Exercise -
Wherever "which" shows up in the records below, copy the whole line.

Excerpted data -
■ ■ ■ ■ ■ ■ ■

PR #1170, opened 2021-09-14
[VAULT-3157] Add X-Vault-Index header functionality

vinay-gopalan:
### Community Note

Relates OR Closes #0000
https://hashicorp.atlassian.net/browse/VAULT-3157

```release-note
Add X-Vault-Index header to ensure that the state resulting from a write request that modifies storage is visible to a subsequent request.
```

```

...
```

### DIFF
--- a/vault/provider.go
+++ b/vault/provider.go
@@ -764,6 +764,10 @@ func providerConfigure(d *schema.ResourceData) (interface{}, error) {
 
 	client.SetMaxRetries(d.Get("max_retries").(int))
 
+	var newState string
+	//Leverage Vault helpers for eventual consistency on login
+	client = client.WithResponseCallbacks(api.RecordState(&newState))
+
 	// Try an get the token from the config or token helper
 	token, err := providerToken(d)
 	if err != nil {
@@ -855,6 +859,8 @@ func providerConfigure(d *schema.ResourceData) (interface{}, error) {
 
 	// Set the token to the generated child token
 	client.SetToken(childToken)
+
+	client = client.WithRequestCallbacks(api.RequireState(newState)).WithResponseCallbacks()
 
 	// Set the namespace to the requested namespace, if provided
 	namespace := d.Get("namespace").(string)


vault/provider.go
```diff
@@ -705,6 +706,13 @@ func providerToken(d *schema.ResourceData) (string, error) {
 	return strings.TrimSpace(token), nil
 }
 
+func RecordMultipleStates(lastStates ...string) func(*api.Response) {
+	return func(resp *api.Response) {
+		newState := resp.Header.Get("X-Vault-Index")
+		lastStates = vault.MergeStates(lastStates, newState)
```
ncabatoff, line 712: May need locking here if the client is used by multiple goroutines.

vault/provider.go
```diff
@@ -764,6 +772,10 @@ func providerConfigure(d *schema.ResourceData) (interface{}, error) {
 
 	client.SetMaxRetries(d.Get("max_retries").(int))
 
+	var lastStates []string
+	//Leverage Vault helpers for eventual consistency on login
+	client = client.WithResponseCallbacks(RecordMultipleStates(lastStates...))
```
ncabatoff, line 777: Remember that client.Clone won't preserve callbacks.  (Might not matter for your PR, just calling it out in case.)

vault/provider.go
vinay-gopalan: Included locking with a newly initialized mutex

vault/provider.go
```diff
@@ -705,6 +706,16 @@ func providerToken(d *schema.ResourceData) (string, error) {
 	return strings.TrimSpace(token), nil
 }
 
+func RecordMultipleStates(lastStates ...string) func(*api.Response) {
+	return func(resp *api.Response) {
+		var m sync.Mutex
```
tomhjp, line 711: I think we need to move this variable declaration outside the anonymous function, otherwise all invocations of the function will have their own mutex variable and not actually synchronise.

vault/provider.go
```diff
@@ -705,6 +706,16 @@ func providerToken(d *schema.ResourceData) (string, error) {
...
+		newState := resp.Header.Get("X-Vault-Index")
+		m.Lock()
+		lastStates = api.MergeStates(lastStates, newState)
```
tomhjp, line 714: I don't think this will actually update the `lastStates` slice in `providerConfigure`'s scope. Maybe worth adding a test to verify either way.

vault/provider.go
calvn: It looks like both `WithResponseCallbacks` and `WithRequestCallbacks` makes a shallow clone of the client, so I'm not sure that it will carry over things like headers set right above.

vault/provider.go
calvn: Yeah, `lastState` will not have the updated value outside of this func (`RecordState ` accepts a string pointer which is why it works there).

vinay-gopalan: @calvn is there a way to make this work with a string slice? Or are string pointers our best bet here? (can we pass arrays by pointers in Go?)

vault/provider.go
vinay-gopalan: @calvn and @ncabatoff I updated the `providerConfigure` method to return the client plus the underlying state variable referenced in the callbacks, so if we need to Clone, we can easily give the clone callbacks that make use of the same state reference. That should take care of the cloning headers aspect.

Syncing with Ben today at 1PM PDT to move forward with that

vault/provider.go
vinay-gopalan: Good call! Updated and moved the declaration outside the anonymous function but still under `RecordMultipleStates`

vault/provider.go
calvn: Though this is not common, we could have as the argument type `*[]string` and we pass in the pointer to the slice for `lastStates` whenever this is called.

vault/provider.go
```diff
@@ -856,12 +871,19 @@ func providerConfigure(d *schema.ResourceData) (interface{}, error) {
 	// Set the token to the generated child token
 	client.SetToken(childToken)
 
+	client = client.WithRequestCallbacks(api.RequireState(lastStates...)).WithResponseCallbacks()
```
calvn, line 874: Why is this chained like so in there? If this is necessary, can you leave a comment around this line?

vinay-gopalan:
Closing this branch because this work is incorporated in this PR that adds client control support in the form of a `ClientFactory`: https://github.com/hashicorp/terraform-provider-vault/pull/1188

PR #1174, opened 2021-09-21
Avoid token generation if max_ttl is zero

jorgemarey:
### Community Note

```release-note
Avoids token generation at provider configuration time if max_lease_ttl_seconds is set to zero
```

Hi, I'm making a terraform that deploys vault and configures it, just for testing purposes, my idea is to run this every time we need to test something and then destroy it.

I found out that vault makes this difficult. On this configuration:

```
module "bootstrap1" {
  source = "../bootstrap"

  ...
}

resource "vault_mount" "kv" {
  path        = "secret"
  type        = "kv-v1"
}

resource "vault_generic_endpoint" "test" {
  path                 = "${vault_mount.kv.path}/foo"
  ignore_absent_fields = true
  disable_delete       = true

  data_json = jsonencode({
    value = "bar"
  })
}

provider "vault" {
  address               = format("https://%s:8200", module.bootstrap1.ip)
  token                 = module.bootstrap1.vault_token
  skip_tls_verify       = true
}
```

Terraform fails because it want's to create a token previous to apply anything.

I changed the code so adding `  max_lease_ttl_seconds = 0` to the provider config would avoid creating a short live token.

### DIFF
--- a/vault/provider.go
+++ b/vault/provider.go
@@ -811,50 +811,53 @@ func providerConfigure(d *schema.ResourceData) (interface{}, error) {
 		tokenName = "terraform"
 	}
 
-	// In order to enforce our relatively-short lease TTL, we derive a
-	// temporary child token that inherits all of the policies of the
-	// token we were given but expires after max_lease_ttl_seconds.
-	//
-	// The intent here is that Terraform will need to re-fetch any
-	// secrets on each run and so we limit the exposure risk of secrets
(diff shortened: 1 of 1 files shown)


benashz:
This can now be accomplished by setting `skip_child_token` to `true` #775 which be included in the upcoming `3.1.0` release. 

Thank you for contributing to HashiCorp!

PR #1176, opened 2021-09-21
 Add support for case_sensitive_names in the vault_ldap_auth_backend

### LINKED ISSUE #894: vault_ldap_auth_backend does not support setting case_sensitive_names

gothrek22:
Fixes #894

This PR is an extension of @stokkie90 fix that was proposed in https://github.com/hashicorp/terraform-provider-vault/pull/895

I've updated the docs and tests, plus added switched to GetOkExists when checking `case_sensitive_names` as recommended by @catsby.

I've also set the default to `false` to be consistent with Vault's behaviour.

### DIFF
--- a/vault/resource_ldap_auth_backend.go
+++ b/vault/resource_ldap_auth_backend.go
@@ -58,6 +58,7 @@ func ldapAuthBackendResource() *schema.Resource {
 			Type:     schema.TypeBool,
 			Optional: true,
 			Computed: true,
+			Default: false,
 		},
 		"userdn": {
 			Type:     schema.TypeString,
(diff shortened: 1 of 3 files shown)


gothrek22:
@vinay-gopalan @benashz  I see you did some work in the repo recently, could you guys review this and merge it?

vault/resource_ldap_auth_backend.go
```diff
@@ -204,6 +209,10 @@ func ldapAuthBackendUpdate(d *schema.ResourceData, meta interface{}) error {
 		data["bindpass"] = v.(string)
 	}
 
+	if v, ok := d.GetOkExists("case_sensitive_names"); ok {
+		data["case_sensitive_names"] = v.(bool)
+	}
+
```
benashz, line 215:
```suggestion

```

■ ■ ■ ■ ■ ■ ■

Task output -
calvn: Yeah, `lastState` will not have the updated value outside of this func (`RecordState ` accepts a string pointer which is why it works there).
This can now be accomplished by setting `skip_child_token` to `true` #775 which be included in the upcoming `3.1.0` release. 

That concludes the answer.